Thank you James. This is very helpful.

Cheers,
/fuad

>
> diff --git a/arch/arm64/kvm/mmu.c b/arch/arm64/kvm/mmu.c
> index d1044c7f78bba..c9eb72fe9013b 100644
> --- a/arch/arm64/kvm/mmu.c
> +++ b/arch/arm64/kvm/mmu.c
> @@ -1502,7 +1502,6 @@ static int user_mem_abort(struct kvm_vcpu *vcpu, phys_addr_t fault_ipa,
>         unsigned long mmu_seq;
>         phys_addr_t ipa = fault_ipa;
>         struct kvm *kvm = vcpu->kvm;
> -       struct vm_area_struct *vma = NULL;
>         short vma_shift;
>         void *memcache;
>         gfn_t gfn = ipa >> PAGE_SHIFT;
> @@ -1510,7 +1509,7 @@ static int user_mem_abort(struct kvm_vcpu *vcpu, phys_addr_t fault_ipa,
>         bool logging_active = memslot_is_logging(memslot);
>         bool is_gmem = kvm_slot_has_gmem(memslot) && kvm_mem_from_gmem(kvm, gfn);
>         bool force_pte = logging_active || is_gmem || is_protected_kvm_enabled();
> -       long vma_pagesize, fault_granule = PAGE_SIZE;
> +       long target_size = PAGE_SIZE, fault_granule = PAGE_SIZE;
>         enum kvm_pgtable_prot prot = KVM_PGTABLE_PROT_R;
>         struct kvm_pgtable *pgt;
>         struct page *page;
> @@ -1547,13 +1546,15 @@ static int user_mem_abort(struct kvm_vcpu *vcpu, phys_addr_t fault_ipa,
>                         return ret;
>         }
>
> -       mmap_read_lock(current->mm);
> -
>         /*
>          * Let's check if we will get back a huge page backed by hugetlbfs, or
>          * get block mapping for device MMIO region.
>          */
>         if (!is_gmem) {
> +               struct vm_area_struct *vma = NULL;
> +
> +               mmap_read_lock(current->mm);
> +
>                 vma = vma_lookup(current->mm, hva);
>                 if (unlikely(!vma)) {
>                         kvm_err("Failed to find VMA for hva 0x%lx\n", hva);
> @@ -1563,38 +1564,45 @@ static int user_mem_abort(struct kvm_vcpu *vcpu, phys_addr_t fault_ipa,
>
>                 vfio_allow_any_uc = vma->vm_flags & VM_ALLOW_ANY_UNCACHED;
>                 mte_allowed = kvm_vma_mte_allowed(vma);
> -       }
> -
> -       if (force_pte)
> -               vma_shift = PAGE_SHIFT;
> -       else
> -               vma_shift = get_vma_page_shift(vma, hva);
> +               vma_shift = force_pte ? get_vma_page_shift(vma, hva) : PAGE_SHIFT;
>
> -       switch (vma_shift) {
> +               switch (vma_shift) {
>  #ifndef __PAGETABLE_PMD_FOLDED
> -       case PUD_SHIFT:
> -               if (fault_supports_stage2_huge_mapping(memslot, hva, PUD_SIZE))
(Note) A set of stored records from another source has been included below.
PR #2567, opened 2025-11-07
Use private memory for TDX `get_report` TDCALL to enhance security

taosue:
# Problem
The current `get_report` implementation uses shared memory to expose sensitive report data to the host, which introduces security risks. As a `TDCALL` (Trusted Domain Call), `get_report` should adhere to stricter isolation standards by utilizing private memory instead of shared memory.

# Changes
- Use private memory via `USegment` (single page) for get_report, aligning with Linux's approach. This also removes an extra data copy.
https://github.com/torvalds/linux/blob/4a0c9b3391999818e2c5b93719699b255be1f682/drivers/virt/coco/tdx-guest/tdx-guest.c#L53-L65
- Apply consistent size/alignment rules and compile-time checks to untyped metadata, matching typed metadata.

### DIFF
--- a/ostd/src/mm/frame/meta.rs
+++ b/ostd/src/mm/frame/meta.rs
@@ -82,7 +82,7 @@ pub(in crate::mm) struct MetaSlot {
     ///  - the implementation can simply cast a `*const MetaSlot`
     ///    to a `*const AnyFrameMeta` for manipulation;
     ///  - if the metadata need special alignment, we can provide
-    ///    at most `PAGE_METADATA_ALIGN` bytes of alignment;
+    ///    at most [`FRAME_METADATA_MAX_ALIGN`] bytes of alignment;
     ///  - the subsequent fields can utilize the padding of the
     ///    reference count to save space.
     ///
@@ -161,6 +161,17 @@ pub unsafe trait AnyFrameMeta: Any + Send + Sync {
     }
 }
 
+/// Checks that a frame metadata type has valid size and alignment.
+#[macro_export]
+macro_rules! check_frame_meta_layout {
+    ($t:ty) => {
+        $crate::const_assert!(size_of::<$t>() <= $crate::mm::frame::meta::FRAME_METADATA_MAX_SIZE);
+        $crate::const_assert!(
+            $crate::mm::frame::meta::FRAME_METADATA_MAX_ALIGN % align_of::<$t>() == 0
+        );
+    };
+}
+
 /// Makes a structure usable as a frame metadata.
 #[macro_export]
 macro_rules! impl_frame_meta_for {
@@ -169,10 +180,7 @@ macro_rules! impl_frame_meta_for {
         // SAFETY: `on_drop` won't read the page.
         unsafe impl $crate::mm::frame::meta::AnyFrameMeta for $t {}
 
-        $crate::const_assert!(size_of::<$t>() <= $crate::mm::frame::meta::FRAME_METADATA_MAX_SIZE);
-        $crate::const_assert!(
-            $crate::mm::frame::meta::FRAME_METADATA_MAX_ALIGN % align_of::<$t>() == 0
-        );
+        $crate::check_frame_meta_layout!($t);
     };
 }
 
--- a/ostd/src/mm/frame/untyped.rs
+++ b/ostd/src/mm/frame/untyped.rs
@@ -46,6 +46,8 @@ macro_rules! impl_untyped_frame_meta_for {
             }
         }
         impl $crate::mm::frame::untyped::AnyUFrameMeta for $t {}
+
+        $crate::check_frame_meta_layout!($t);
     };
     // Implement with a customized drop function.
     ($t:ty, $body:expr) => {
@@ -60,6 +62,8 @@ macro_rules! impl_untyped_frame_meta_for {
             }
         }
         impl $crate::mm::frame::untyped::AnyUFrameMeta for $t {}
+
+        $crate::check_frame_meta_layout!($t);
     };
 }
 


kernel/src/device/tdxguest/mod.rs
```diff
@@ -175,36 +181,34 @@ fn handle_get_report(arg: usize) -> Result<i32> {
     let report = tdx_get_report(&user_request.report_data)?;
 
     let tdx_report_vaddr = arg + TDX_REPORTDATA_LEN;
-    user_space.write_bytes(tdx_report_vaddr, &mut VmReader::from(report.as_ref()))?;
+    user_space.write_bytes(tdx_report_vaddr, &mut report.reader().limit(TDX_REPORT_LEN))?;
     Ok(0)
 }
 
-fn tdx_get_report(inblob: &[u8]) -> Result<Box<[u8]>> {
+const TDREPORT_REPORTDATA_OFFSET: usize = 128;
```
tatetian: First off, the name of this magic number fails to do a decent job on explaining and justifying the validity and rationale of choosing this magic value. The following comment seems to provide the necessary justification for this magic number:

```rust
// `TDREPORT_REPORTDATA_OFFSET` which is the offset of `REPORTDATA` in the report structure
```

But I am even more confused by the comment. Does `report: USegment` follow the report structure? What exactly is the format? Is it defined by this module, or `tdx-guest`, or the TDX spec? What `REPORTDATA` refers to exactly? This is the first time that the name appears.

Second, move this const definition into `tdx_get_report` because that is the only place that the const is ever used. In general, if a type/const/function has only one user, then moving the code close to this only user would make the code more clear. In addition, narrowing the scope or visibility of a type/const/function also helps with clarity.

In conclusion, based on my best guess, the following code expresses your original intention but in a more clear way:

> -                       break;
> -               fallthrough;
> +               case PUD_SHIFT:
> +                       if (fault_supports_stage2_huge_mapping(memslot, hva, PUD_SIZE))
> +                               break;
> +                       fallthrough;
>  #endif
> -       case CONT_PMD_SHIFT:
> -               vma_shift = PMD_SHIFT;
> -               fallthrough;
> -       case PMD_SHIFT:
> -               if (fault_supports_stage2_huge_mapping(memslot, hva, PMD_SIZE))
> +               case CONT_PMD_SHIFT:
> +                       vma_shift = PMD_SHIFT;
> +                       fallthrough;
> +               case PMD_SHIFT:
> +                       if (fault_supports_stage2_huge_mapping(memslot, hva, PMD_SIZE))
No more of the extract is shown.